HYPOCRISY OF HERITAGE
Tim Patterson - Executive Director/Treasurer
Sabrina and I took a vacation a few years ago with some friends of ours and ventured up to the northern regions of our great nation, to the state of Vermont. Other Floridian acquaintances who heard of our frosty trek said we must be very tough and hearty people to go to Vermont in the dead of winter. Actually it was not that cold or at least it did not seem that frigid to me.
We had the privilege and pleasure of staying at an absolutely gorgeous Bed and Breakfast that was a turn of the century three-story farmhouse. It had been recently updated with all the modern conveniences and was more than just comfortable. Every amenity that one might desire was available.
The setting was pristine and beautiful, a 250-acre farm surrounded by conifers and gigantic maple trees. A stable of draft horses were maintained on the property for the carriages and sleighs used by guests. The barn in which they stayed during the cold evenings would be the envy of most any human as a place of residence. It was a massive three story, all wood barn whose rafters and framing was held together with tongue and groove construction along with wooden pegs. It was a craftsman’s work of art. Currier and Ives could not have conceived and depicted a more beautiful scene.
More than a foot of fresh snow already blanketed the area and another twelve inches fell while we were there. For us southern fellows, it was quite a change from our normal surroundings. During the day we would travel the area and take in the sights. Sabrina is an avid photographer and wanted to record as much of the surroundings as possible. She wanted to make sure she photographed the covered bridges in this region as well as shoot as many barns and churches as she had time.
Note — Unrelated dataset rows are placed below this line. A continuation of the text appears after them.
PR #555, opened 2020-09-12
Add API Version check for table storage middleware

### LINKED ISSUE #516: [Table] Phase 1 Feature - API Version Check
Same with Blob/Queue. Validate incoming RESTFul API version is within allowed list.
Support skipAPIVersionCheck parameter

ocdi:
Fixes #516. The implementation is 90% copy/paste from the equivalent methods in blob storage.

### DIFF
--- a/src/table/TableRequestListenerFactory.ts
+++ b/src/table/TableRequestListenerFactory.ts
@@ -32,7 +32,8 @@ export default class TableRequestListenerFactory
   public constructor(
     private readonly metadataStore: ITableMetadataStore,
     private readonly enableAccessLog: boolean,
-    private readonly accessLogWriteStream?: NodeJS.WritableStream // private readonly skipApiVersionCheck?: boolean,
+    private readonly accessLogWriteStream?: NodeJS.WritableStream,
+    private readonly skipApiVersionCheck?: boolean
   ) {}
 
   public createRequestListener(): RequestListener {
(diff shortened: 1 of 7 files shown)


XiaoningLiu (changes requested):
Thanks @ocdi! 

As you noticed, `skipApiVersionCheck` is a flag parameter to indicate whether we should enable the api version check. The parameter is parsed from `azurite` or `azurite-table` commandline parameter, or from Visual Studio Code settings. Finally the parameter is passed into `tableStorageContextMiddleware` you modified already.

Can you do a manual check to verify `skipApiVersionCheck` commandline parameter works for `azurite` and `azurite-table` commandline? (Table doesn't support Visual Studio Code yet, we can ignore Visual Studio Code)

Seems the `skipApiVersionCheck` commandline parameter is supported, but doesn't pass into the `tableStorageContextMiddleware` yet.

Tips: We can globally search keyword "skipApiVersionCheck" and compare any missing parts between blob/queue with table.

ocdi:
@XiaoningLiu thanks for the tips here. I added the switch to `launch.json` and passed it through the same way as blob did it. I had missed those last two bits, and was unsure how to properly test that at the time. 

I modified one of the Postman requests and set the header to an invalid value and debugged to verify.

image

XiaoningLiu:
Thanks! Looks good.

Vermont Bed and Breakfast from winter visit to New England. (Photo by Sabrina Patterson)
I have never seen so many beautiful, old white steepled churches in all my life. Most of them dated from the late 1700’s to the early 1800’s. Many were established well before the Declaration of Independence was ever signed. They were beautiful places of worship and were at one time the very points at which the great denominations of our country were birthed and commissioned. I wondered, how many of these churches were used as the rallying points of our brave men in the Revolutionary War. How many of these churches were the nurseries in which the great leaders and framers of our nation were nurtured and taught the morals and ethics that have become the fabric of our government? How many of these churches were the launching pads from which the white-hot missiles of evangelists were sent into the great West as our country expanded its borders? The histories and heritages of these hallowed halls were so real and present that one could almost smell and touch the past.
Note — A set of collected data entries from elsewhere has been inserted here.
Issue #443, opened 2020-04-28
Fix blob copy support when using SQL metadata implementations


atrauzzi:
### Which service(blob, file, queue, table) does this issue concern?
blob
### Which version of the Azurite was used?
`latest`
### Where do you get Azurite? (npm, DockerHub, NuGet, Visual Studio Code Extension)
DockerHub
### What's the Node.js version?
N/A
### What problem was encountered?
Can't perform simple copy operations.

On Sunday mornings throughout the valleys and villages the peal of clarion bells could be heard as congregations were called to gather in these ancient buildings. In appearance they seemed almost unchanged by the ages except that the horses and buggies, that once transported the congregants to worship, have now been replaced by four-wheel drive trucks and SUV’s. But the most obvious change in these houses of worship is who and what they worship.
Beautiful church in Vermont.
(Photo by Sabrina Patterson)
Today, many are Christian churches in name only. They no longer believe in One Supreme God and they surely do not believe that Jesus is the only way to heaven. The Bible no longer is considered the Word of God, and to hold to such a view is to be considered unenlightened and ignorant. Most have become little more than community clubs that come together for social or political reasons. Oh yes, they still sing some of the old hymns and songs of the Faith, but they have radically changed the words in order to appease the modernists and to conform to present day ideological perspectives, being sure not to offend anyone. On the outside they seem to be what they once were, but on the inside they are empty shells of a life that has long since departed. They are the ultimate hypocrisy of heritage.
One need not go to Vermont to see this hypocrisy on display. I am very fearful that there are many today, right here in Michigan, as well as the rest of our Baptist Zion, that mimic these beautiful old churches. On the outside they have the appearance of godliness, but on the inside they are empty and possess only mere images of former glory. Regrettably, this is true for churches and people who no longer believe or practice what they once were.
As a family of churches and believers we call Southern Baptist, we must remain diligent to hold tightly to the tenets and truths that compose the foundation of our faith. We cannot and must not allow the pressures of our present culture or the prevailing position of political correctness to persuade us to loose the ties that bind us from the moorings of God's inerrant and infallible Word.
We must also guard against allowing the traditions and practices that we so love, to replace a personal and loving relationship with our Heavenly Father. If we do not, we will become nothing more than beautiful yet empty architectural expressions of a faith that no longer exists.
This would be a great time to ask ourselves if what is on the outside truly reflects the innermost part of our hearts. Now would be a good time to ask if we are little more than hypocrisy of heritage.
BSCM State Exec Tim Patterson standing on a frozen lake in Vermont. (Photo by Sabrina Patterson)
Matthew 23:27 (HCSB)
“Woe to you, scribes and Pharisees, hypocrites! You are like whitewashed tombs, which appear beautiful on the outside, but inside are full of dead men’s bones and every impurity.